CBS announced Thursday it will buy CNET Networks for US$1.8 billion in cash, thus marking its largest online growth since hiring former media and technology investment banker Quincy Smith to run its interactive unit in 2006, the International Herald Tribune reported.
CNET, whose assets contain a popular technology-news Web site, was attempting to fight off a group of activist investors looking to gain power over its board of directors.
“We are not going to spend $1.6 billion on YouTube, we are looking for the next YouTube and Quincy knows all the players,” said Leslie Moonves, chief executive of CBS, in reference to the video-sharing site that Google had recently purchased, the IHT reported.
Now it looks as if Moonves decided that CBS need to spend at least that amount in order to build its Internet existence as well as make it appealing to advertisers, the IHT reported.
“There are very few opportunities to acquire a profitable, growing, well-managed Internet company like CNET Networks.
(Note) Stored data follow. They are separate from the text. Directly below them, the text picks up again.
PR #1345, opened 2026-06-04
[Edge Registry] Add TM, per type versions, missing creates, deletes, lists

RLeclair:


eng/wot/edge-registry/core-xregistry/CreateResourceRequest.schema.json
```diff
@@ -0,0 +1,34 @@
...
+  "description": "Request payload for creating a generic xRegistry Resource entity.",
+  "type": "object",
+  "additionalProperties": false,
+  "required": ["labels"],
+  "properties": {
+    "groupId": {
+      "description": "Group identifier. Uses the default if not specified.",
+      "type": "string"
+    },
+    "name": {
```
vaavva: surprisingly, Resource doesn't have a `name` field

eng/wot/edge-registry/core-xregistry/CreateResourceRequest.schema.json
```diff
@@ -0,0 +1,34 @@
...
+      "description": "Human-readable name.",
+      "type": "string"
+    },
+    "description": {
```
vaavva: or description/documentation/labels. The ResourceMeta does have labels though

eng/wot/edge-registry/core-xregistry/CreateResourceRequest.schema.json
```diff
@@ -0,0 +1,34 @@
+{
+  "$schema": "https://json-schema.org/draft-07/schema",
+  "title": "CreateResourceRequest",
```
vaavva, line 3: For consistency with Group Attributes and Resource Meta Attributes, I'd probably call this ResourceAttributes - that way if we ever support Update, we could use the same schema

vaavva: Speaking of though, the createResource API should also take in ResourceMetaAttributes

eng/wot/edge-registry/EdgeRegistry.TM.json
```diff
@@ -91,6 +115,30 @@
                 }
             ]
         },
+        "createVersion": {
+            "description": "Create a new xRegistry Version entity under the specified Resource. The parent Resource is implicitly created if it doesn't already exist. Create is strictly idempotent: if every field matches the latest Version of the Resource (including labels), the latest Version is returned unchanged; otherwise a new Version is created.",
```
vaavva: For Core xRegistry, this will need to be slightly different - either it would be something like `Create is strictly idempotent: if the specified Version Id already exists and every field matches (including labels), the existing Version is returned unchanged; otherwise an error is returned. If the Version Id doesn't exist yet, it is created` if versionId is required and in the topic, or if versionId is optional (which we'd probably want to do to support scenarios like the schema extension where we can automatically determine the version id in addition to scenarios where the versionId needs to be specified), then we'd need to explain both of the behavior variants

eng/wot/edge-registry/core-xregistry/CreateVersionRequest.schema.json
```diff
@@ -0,0 +1,59 @@
+{
+  "$schema": "https://json-schema.org/draft-07/schema",
+  "title": "CreateVersionRequest",
+  "description": "Request payload for creating a generic xRegistry Version entity. Create is strictly idempotent: if every field matches the latest Version of the parent Resource (including labels), the latest Version is returned; otherwise a new Version is created.",
+  "type": "object",
+  "additionalProperties": false,
+  "required": ["labels", "document", "resourceLabels"],
```
vaavva:
```suggestion
  "required": ["labels", "resourceLabels"],
```
document won't always be required for core xReg

vaavva: but you'll want to add `extensions`

eng/wot/edge-registry/EdgeRegistry.TM.json
```diff
@@ -310,6 +358,133 @@
...
+                            "description": "Version identifier.",
+                            "type": "string"
+                        }
+                    }
+                },
+                "required": ["ids"]
+            },
+            "forms": [
+                {
+                    "dtv:topic": "aio/registry/listWithLabel/{ex:groupType}/{ex:resourceType}/{ex:resourceId}/versions",
```
vaavva: One thing here, to match `listResourcesWithLabel`, we'll probably want all of these fields to be optional to allow for less restrictive querying as well

eng/wot/edge-registry/EdgeRegistry.TM.json
```diff
@@ -310,6 +358,133 @@
...
+                    "additionalResponses": [
+                        {
+                            "success": false,
+                            "schema": "EdgeRegistryError"
+                        }
+                    ]
+                }
+            ]
+        },
+        "deleteGroup": {
```
vaavva: small organization nit - my preference would be to group APIs by entity, so all the Group APIs at the top, then Resource APIs, then Version APIs

eng/wot/edge-registry/EdgeRegistry.TM.json
```diff
@@ -310,6 +358,133 @@
...
+                        {
+                            "success": false,
+                            "schema": "EdgeRegistryError"
+                        }
+                    ]
+                }
+            ]
+        },
+        "deleteVersion": {
+            "description": "Delete an xRegistry Version entity. [ASK: behavior when deleting the default Version — promote next-most-recent, or error?]",
```
vaavva: yep - next most recent will become the new default for our extensions. I wouldn't necessarily specify that here though, because in a complete xRegistry implementation, there are a few possibilities for how this could get handled

eng/wot/edge-registry/ThingModelExtensions.TM.json
```diff
@@ -0,0 +1,268 @@
...
+            "const": {
+                "WotTM11": "WoT-TM/1.1"
+            },
+            "description": "Non-exhaustive supported WoT TM formats",
+            "properties": {
+                "WotTM11": {
+                    "description": "WoT TM 1.1 format",
+                    "type": "string"
+                }
+            }
```
vaavva, line 219: small update - this is the better format for us to use
```suggestion
            "const": {
                "JsonLD11": "JSON-LD/1.1"
            },
            "description": "Non-exhaustive supported WoT TM formats",
            "properties": {
                "JsonLD11": {
                    "description": "JSON-LD 1.1 format",
                    "type": "string"
                }
            }
```

eng/wot/edge-registry/core-xregistry/CreateVersionRequest.schema.json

Together, CBS and CNET Networks will have significant additional exposure to the fastest-growing advertising sector and can accelerate our growth through a number of new content, promotion and advertising initiatives,” Moonves said Thursday, according to the IHT.
CBS stated it would pay $11.50 for every CNET share, a considerable 45 percent premium where the stock closed Wednesday.
Within the last year or so, CBS has chosen smaller Web properties, including a music site for which it paid $280 million. However, the $1.8 billion for CNET is the largest in its recent Internet growth.